The paper did not classify the minimum cluster size for HDBSCAN so I tried to find a parameter that fits. The minimum cluster size (clus_size) that fits the paper’s model is 19 as calculated by rounding 0.458 * to_plot.shape[1].

const = 0.485
clus_size = round(const * to_plot.shape[1])

model_ = hdbscan.HDBSCAN(clus_size)
to_plot['hdbscan'] = model_.fit_predict(to_plot[['x', 'y']])
to_plot = to_plot.sort_values(by='hdbscan', ascending=True)
to_plot['hdbscan'] = to_plot['hdbscan'].astype(str)
sns.relplot(data=to_plot, kind='scatter', x='x', y='y', hue='hdbscan')
<seaborn.axisgrid.FacetGrid at 0x1df8adc3340>

3.2 Comparison

In this section we present the data from Chen et al (2021).

chen2021 = pd.read_csv('../data/raw/external/chen2021_classification.csv')
chen2021['source'] = 'chen et al 2021'
sns.relplot(data=chen2021, kind='scatter', x='embedding_x', y='embedding_y', hue='group')
<seaborn.axisgrid.FacetGrid at 0x1df8b491fa0>

As you can see, Chen et al (2021) contains 9 clusters while the one we did have 12 clusters. The number of clusters itself is irrelevant but the size of clusters is. What we want to know is whether or not we can replicate the classification of repeater clusters from non-repeater clusters.
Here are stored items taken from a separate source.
Issue #2064, opened 2020-10-28
Consider adding shim rotate-to-path controller plugin


SteveMacenski:
Per https://github.com/ros-planning/navigation2/issues/2035 this has come up in now 5 different places I've worked / hobby projects / other users.

It would be useful to have a local trajectory planner plugin that consists of 2 steps:
- Checking the angle between the robot's current orientation and the path, when using a holonomic planner on a non-holonomic robot. If larger than threshold, rotate to path orientation
- Once below threshold, continue with the loaded local trajectory plugin (like DWB or TEB)

SteveMacenski:
This has now **again** come up in another context. This clearly deserves action. Maybe another option is to include a rotate to orientation controller plugin itself for use. That way it could be called independently from a BT node (like rotate to path orientation then give to controller; or rotate to goal after XY tol hit) or used in conjunction with other controller plugins. 

Another thought is to have it have both rotate to path orientation and rotate to goal at end as the shim, and the middle of it when not in XY tolerance or at start of path will be given to the "real" plugin shimmed (DWB, etc). Then controller plugins wouldn't need to handle the rotate to goal itself - but if it were to - then the second-level shim would just return true and do nothing.

shrijitsingh99:
I too have implemented this functionality in projects in the past, so I support this.
Having it as a BT node seems like a good way to go. Any potential downsides?

> Another thought is to have it have both rotate to path orientation and rotate to goal at end as the shim, and the middle of it when not in XY tolerance or at start of path will be given to the "real" plugin shimmed (DWB, etc). Then controller plugins wouldn't need to handle the rotate to goal itself - but if it were to - then the second-level shim would just return true and do nothing.

This is not quite clear to me. Could you expand on this?

SteveMacenski:
I don't think a BT node is the objectively right option for everything. I think the best option here is to make a class that does a rotate to relative heading task. Then we  can use that class to implement a `rotate to heading` BT node, `rotate to node` controller plugin, add to pure pursuit planner or optionally to DWB, and the shim node (any or all).

Sure, what I meant is that typically we have 3 stages in this situation:
- Rotate to path heading, if you have a holonomic planner like NavFn, it can create a path that's not in the orientation of the front of the robot. So first step is rotating to path heading (roughly)
- The normal local trajectory planning
- Then rotating to goal, once you've reached your cartesian tolerance for goal. Then rotate to match the right heading. 

So we could have a controller plugin that does the following:
[...]

PR #2579, opened 2021-10-04
Shim controller

melkobrodov:
---

## Basic Info

| ------ | ----------- |
| Ticket(s) this addresses   | #2064 |

---

* I added shim controller plugin

* I added parameters, need to document them in Configuration Guide section
* Also I added tutorial in General Tutorials

---

#### For Maintainers: 


nav2_bringup/params/nav2_sc_params.yaml
```diff
@@ -0,0 +1,341 @@
+amcl:
```
SteveMacenski, line 1: Remove this param file

nav2_shim_controller/CMakeLists.txt
```diff
@@ -0,0 +1,72 @@
...
+find_package(geometry_msgs REQUIRED)
+find_package(nav2_costmap_2d REQUIRED)
+find_package(pluginlib REQUIRED)
+find_package(nav_msgs REQUIRED)
+find_package(nav2_util REQUIRED)
+find_package(nav2_core REQUIRED)
+find_package(tf2 REQUIRED)
+
+nav2_package()
+set(CMAKE_CXX_STANDARD 17)
```
SteveMacenski, line 21: This shouldn't be necessary, what C++17 feature are you using?

nav2_shim_controller/include/nav2_shim_controller/shim_controller.hpp
```diff
@@ -0,0 +1,213 @@
+// Copyright (c) 2020 Shrijit Singh
```
SteveMacenski, line 1: This package is missing a readme file explaining what it is, how to use it, why you want to use it, parameters in it, etc.

nav2_shim_controller/include/nav2_shim_controller/shim_controller.hpp
```diff
@@ -0,0 +1,213 @@
...
+    const geometry_msgs::msg::PoseStamped & pose,
+    const geometry_msgs::msg::Twist & velocity);
+
+  std::shared_ptr<tf2_ros::Buffer> tf_;
+  std::string plugin_name_;
+  std::shared_ptr<nav2_costmap_2d::Costmap2DROS> costmap_ros_;
+  nav2_costmap_2d::Costmap2D * costmap_;
+  rclcpp::Logger logger_ {rclcpp::get_logger("ShimController")};
+
+  double desired_linear_vel_;
```
SteveMacenski, line 189: Many of these parameters should not exist, there's no need for this param, or look ahead dist, or most of them below. This controller only needs a param for max angular velocity / acceleration for rotating to heading / path.

nav2_shim_controller/src/shim_controller.cpp
```diff
@@ -0,0 +1,397 @@
...
+
+void ShimController::cleanup()
+{
+  RCLCPP_INFO(
+    logger_,
+    "Cleaning up controller: %s of type"
+    " shim_controller::ShimController",
+    plugin_name_.c_str());
+
+  if (default_plugin) {default_plugin->cleanup();}
```
SteveMacenski, line 125: Expand onto multiple lines (and for all cases of this below) to match styling of the rest of the program.

SteveMacenski: Also need to `reset()` the pointer, I believe in cleanup.

nav2_shim_controller/src/shim_controller.cpp
```diff
@@ -0,0 +1,397 @@
...
+geometry_msgs::msg::TwistStamped ShimController::computeVelocityCommands(
+  const geometry_msgs::msg::PoseStamped & pose,
+  const geometry_msgs::msg::Twist & speed,
+  nav2_core::GoalChecker * goal_checker)
+{
+  goal_checker_ = goal_checker;
+  return calcCmdVel(pose, speed);
+}
+
+geometry_msgs::msg::TwistStamped ShimController::calcCmdVel(
```
SteveMacenski, line 158: Put this function into `computeVelocityCommands`, there's no real reason to separate this out.

SteveMacenski: Then goal_checker doesn't need to be a class member anymore

nav2_shim_controller/src/shim_controller.cpp
```diff
@@ -0,0 +1,397 @@
...
+{
+  global_plan_ = path;
+  if (default_plugin) {default_plugin->setPlan(global_plan_);}
+}
+
+void ShimController::setSpeedLimit(
+  const double & speed_limit,
+  const bool & percentage)
+{
+  if (speed_limit == nav2_costmap_2d::NO_SPEED_LIMIT) {
```
SteveMacenski, line 295: This should all just be a pass through to the sub-plugin, there's no need for any of this logic here.

nav2_shim_controller/src/shim_controller.cpp
```diff
@@ -0,0 +1,397 @@
...
+  RCLCPP_DEBUG(
+    logger_, "speed = %f, speed_cur = %f, angle = %f, calc angle = %f",
+    angular_vel,
+    curr_speed.twist.angular.z,
+    angle_to_path,
+    deceleration_angle);
+}
+
+geometry_msgs::msg::PoseStamped ShimController::getLookAheadPoint(
+  const double & lookahead_dist,
```
SteveMacenski, line 268: This function is unneeded, remove

nav2_shim_controller/src/shim_controller.cpp
```diff
@@ -0,0 +1,397 @@
...
+    } else {
+      // Speed limit is expressed in absolute value
+      desired_linear_vel_ = speed_limit;
+    }
+  }
+  if (default_plugin) {default_plugin->setSpeedLimit(speed_limit, percentage);}
+}
+
+nav_msgs::msg::Path ShimController::transformGlobalPlan(
+  const geometry_msgs::msg::PoseStamped & pose)
```
SteveMacenski, line 311: This function is unneeded, remove

nav2_shim_controller/src/shim_controller.cpp
```diff
@@ -0,0 +1,397 @@
...
+
+  if (transformed_plan.poses.empty()) {
+    throw nav2_core::PlannerException("Resulting plan has 0 poses in it.");
+  }
+
+  return transformed_plan;
+}
+
+bool ShimController::transformPose(
+  const std::string frame,
```
SteveMacenski, line 373: This function is unneeded, remove

nav2_shim_controller/src/shim_controller.cpp
```diff
@@ -0,0 +1,397 @@
...
+  geometry_msgs::msg::Twist vel_tolerance;
+  if (goal_checker_ && goal_checker_->getTolerances(pose_tolerance, vel_tolerance)) {
+    goal_dist_tol_ = pose_tolerance.position.x;
+    goal_yaw_tol_ = tf2::getYaw(pose_tolerance.orientation);
+  } else {
+    RCLCPP_WARN(logger_, "Unable to retrieve goal checker's tolerances!");
+  }
+
+  // Transform path to robot base frame
+  auto transformed_plan = transformGlobalPlan(pose);
```
SteveMacenski, line 173: Remove all RPP logic, I don't see why that should be in the file that simply rotates a robot to its current path / goal headings

SteveMacenski (changes requested):
Code looks clean for the most part, just need to pare it down to the necessary minimum components and simplify it. Our goal is just a plugin that rotates a robot to the rough path heading once a new path comes in, and when at the goal pose. Otherwise, give it to the controller plugin to track the path. Overall, this should be a relatively simple passthrough file with some block of rotate to heading logic.

nav2_shim_controller/src/shim_controller.cpp
```diff
@@ -0,0 +1,397 @@
...
+    desired_linear_vel_ = max_linear_vel_;
+  } else {
+    if (percentage) {
+      // Speed limit is expressed in % from maximum speed of robot
+      desired_linear_vel_ = max_linear_vel_ * speed_limit / 100.0;
+    } else {
+      // Speed limit is expressed in absolute value
+      desired_linear_vel_ = speed_limit;
+    }
+  }
```
AlexeyMerzlyakov, line 306: Where is this logic used? It looks, like `desired_linear_vel_` is unused at all: we could just call `default_plugin->setSpeedLimit()`, I think

AlexeyMerzlyakov (commented):
I would like agree with Steve's main comment: it looks like we could do without `transformGlobalPlan()/getLookAheadPoint()` PRR's functions as knowing current robot pose and global path should be enough for decisions making to rotate and won't break any current logic, as currently it relies on predicted `carrot_pose` on one step ahead which could be calculated as tangent to global path.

A cluster is considered repeater cluster is the total number of more than 10% repeating FRB exists in the cluster. Other FRBs inside the repeater cluster is determined to be ‘potentially’ repeating. Then, we compare the division between this notebook and Chen et al (2021).

# Determining repeater clusters (>10% is repeater FRB)
this = to_plot[['tns_name','x','y', 'hdbscan', 'color']].rename(columns={'x': 'embedding_x', 'y':'embedding_y', 'hdbscan': 'label', 'color': 'repeater'})
this['source'] = 'calculated'
this['repeater'] = [False if name == 'non-repeater' else True for name in this['repeater']]
a = this.groupby('label').aggregate('mean', numeric_only=True)
a['group'] = ['repeater_cluster' if row > 0.1 else 'other_cluster' for row in a['repeater']]
a.reset_index()
this = this.merge(a[['group']], on='label')

# Rename groups to only separate repeater clusters from other clusters
chen2021['group'] = chen2021['group'].apply(lambda x: x[:-2])

data: pd.DataFrame = pd.concat([this, chen2021])
sns.relplot(data=data, kind='scatter', x='embedding_x', y='embedding_y', hue='group', col='source')
<seaborn.axisgrid.FacetGrid at 0x1df8b23fa60>

The division fairly replicates the one from Chen et al. (2021). However, some of the top left corner of the embedding is not classified as repeater in this notebook while it is in Chen et al. (2021). We can continue analysis with more graphs from Chen et al. (2021).